*** EXERCISE INPUT Section Begins ***
PR #10618, opened 2026-08-21
fix(table): preserve pandas sentinels by output mode

### LINKED ISSUE #10299: Missing pint-pandas values render as text ("<NA> meter") in table JSON instead of null

kirangadhave:

## 📝 Summary

Follow-up to marimo-team/marimo#10517, which closed marimo-team/marimo#10299.

Restore the intended split between frontend table transport and strict JSON export. The frontend keeps pandas category gaps as `NaN`. It also keeps pandas timedelta `NaT` as a typed sentinel. Strict JSON exports convert both values to `null`.

Pass marimo's normalized `dataType` and the source `dtype` to frontend sentinel detection. This recognizes `NaT` for pandas timedelta and period dtypes. An ordinary `"NaT"` string remains text.

Document both serialization modes. Add smoke and regression tests for all-null and mixed extension columns, timedelta `NaT`, and strict exports.

Closes [MO-7368](https://linear.app/marimo/issue/MO-7368/pandas-table-json-emits-nan-for-all-null-extension-columns)

### DIFF
--- a/frontend/src/components/data-table/__tests__/columns.test.tsx
+++ b/frontend/src/components/data-table/__tests__/columns.test.tsx
@@ -788,13 +788,13 @@ describe("LocaleNumber", () => {
 });
 
 describe("renderCellValue with string + edge whitespace", () => {
-  const createMockStringColumn = () =>
+  const createMockStringColumn = (dtype = "object") =>
     ({
       id: "desc",
       columnDef: {
         meta: {
           dataType: "string" as const,
-          dtype: "object",
+          dtype,
         },
       },
       getColumnFormatting: () => undefined,
@@ -849,6 +849,21 @@ describe("renderCellValue with string + edge whitespace", () => {
     } finally {
       host.remove();
     }
+  });
+
+  it("renders pandas timedelta NaT as a sentinel", () => {
+    const mockColumn = createMockStringColumn("timedelta64[us]");
+    const result = renderCellValue({
+      column: mockColumn,
+      renderValue: () => "NaT",
+      getValue: () => "NaT",
+      selectCell: undefined,
+      cellStyles: "",
+    });
+
+    const { container } = renderWithProviders(result);
+
+    expect(container.querySelector('[aria-label="Not a Time"]')).not.toBeNull();
   });
 
   it("renders edge whitespace markers and still detects the URL in the middle", () => {
--- a/frontend/src/components/data-table/__tests__/filter-by-values-picker.test.tsx
+++ b/frontend/src/components/data-table/__tests__/filter-by-values-picker.test.tsx
@@ -10,10 +10,10 @@ beforeAll(() => {
   };
 });
 
-function mockColumn(): Column<unknown, unknown> {
+function mockColumn(dtype?: string): Column<unknown, unknown> {
   return {
     id: "name",
-    columnDef: { meta: { dataType: "string" } },
+    columnDef: { meta: { dataType: "string", dtype } },
   } as unknown as Column<unknown, unknown>;
 }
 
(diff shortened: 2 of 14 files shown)


Light2Dark (commented):
I think row-viewer also needs this field passed in?

For arrow & narwhals tables, does this solution work? Should there be something more robust? AI suggested to add a Duration data type, but that is a large change.

kirangadhave:
passing the externalType in row-viewer as well.

pyarrow/narwhals report missing duration values as `null`, so the existing path handles it properly. If narwhals backend emits `duration` type, we handle it as `NaT`

We can consider adding a first class Duration type, but as you mentioned it's a much wider change.

mscolnick (approved):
*** EXERCISE INPUT Section Ends ***
The records shown above are to be copied exactly, every one of them.

RESULT OF THE EXERCISE:
PR #10618, opened 2026-08-21
fix(table): preserve pandas sentinels by output mode

### LINKED ISSUE #10299: Missing pint-pandas values render as text ("<NA> meter") in table JSON instead of null

kirangadhave:

## 📝 Summary

Follow-up to marimo-team/marimo#10517, which closed marimo-team/marimo#10299.

Restore the intended split between frontend table transport and strict JSON export. The frontend keeps pandas category gaps as `NaN`. It also keeps pandas timedelta `NaT` as a typed sentinel. Strict JSON exports convert both values to `null`.

Pass marimo's normalized `dataType` and the source `dtype` to frontend sentinel detection. This recognizes `NaT` for pandas timedelta and period dtypes. An ordinary `"NaT"` string remains text.

Document both serialization modes. Add smoke and regression tests for all-null and mixed extension columns, timedelta `NaT`, and strict exports.

Closes [MO-7368](https://linear.app/marimo/issue/MO-7368/pandas-table-json-emits-nan-for-all-null-extension-columns)

### DIFF
--- a/frontend/src/components/data-table/__tests__/columns.test.tsx
+++ b/frontend/src/components/data-table/__tests__/columns.test.tsx
@@ -788,13 +788,13 @@ describe("LocaleNumber", () => {
 });
 
 describe("renderCellValue with string + edge whitespace", () => {
-  const createMockStringColumn = () =>
+  const createMockStringColumn = (dtype = "object") =>
     ({
       id: "desc",
       columnDef: {
         meta: {
           dataType: "string" as const,
-          dtype: "object",
+          dtype,
         },
       },
       getColumnFormatting: () => undefined,
@@ -849,6 +849,21 @@ describe("renderCellValue with string + edge whitespace", () => {
     } finally {
       host.remove();
     }
+  });
+
+  it("renders pandas timedelta NaT as a sentinel", () => {
+    const mockColumn = createMockStringColumn("timedelta64[us]");
+    const result = renderCellValue({
+      column: mockColumn,
+      renderValue: () => "NaT",
+      getValue: () => "NaT",
+      selectCell: undefined,
+      cellStyles: "",
+    });
+
+    const { container } = renderWithProviders(result);
+
+    expect(container.querySelector('[aria-label="Not a Time"]')).not.toBeNull();
   });
 
   it("renders edge whitespace markers and still detects the URL in the middle", () => {
--- a/frontend/src/components/data-table/__tests__/filter-by-values-picker.test.tsx
+++ b/frontend/src/components/data-table/__tests__/filter-by-values-picker.test.tsx
@@ -10,10 +10,10 @@ beforeAll(() => {
   };
 });
 
-function mockColumn(): Column<unknown, unknown> {
+function mockColumn(dtype?: string): Column<unknown, unknown> {
   return {
     id: "name",
-    columnDef: { meta: { dataType: "string" } },
+    columnDef: { meta: { dataType: "string", dtype } },
   } as unknown as Column<unknown, unknown>;
 }
 
(diff shortened: 2 of 14 files shown)


Light2Dark (commented):
I think row-viewer also needs this field passed in?

For arrow & narwhals tables, does this solution work? Should there be something more robust? AI suggested to add a Duration data type, but that is a large change.

kirangadhave:
passing the externalType in row-viewer as well.

pyarrow/narwhals report missing duration values as `null`, so the existing path handles it properly. If narwhals backend emits `duration` type, we handle it as `NaT`

We can consider adding a first class Duration type, but as you mentioned it's a much wider change.

mscolnick (approved):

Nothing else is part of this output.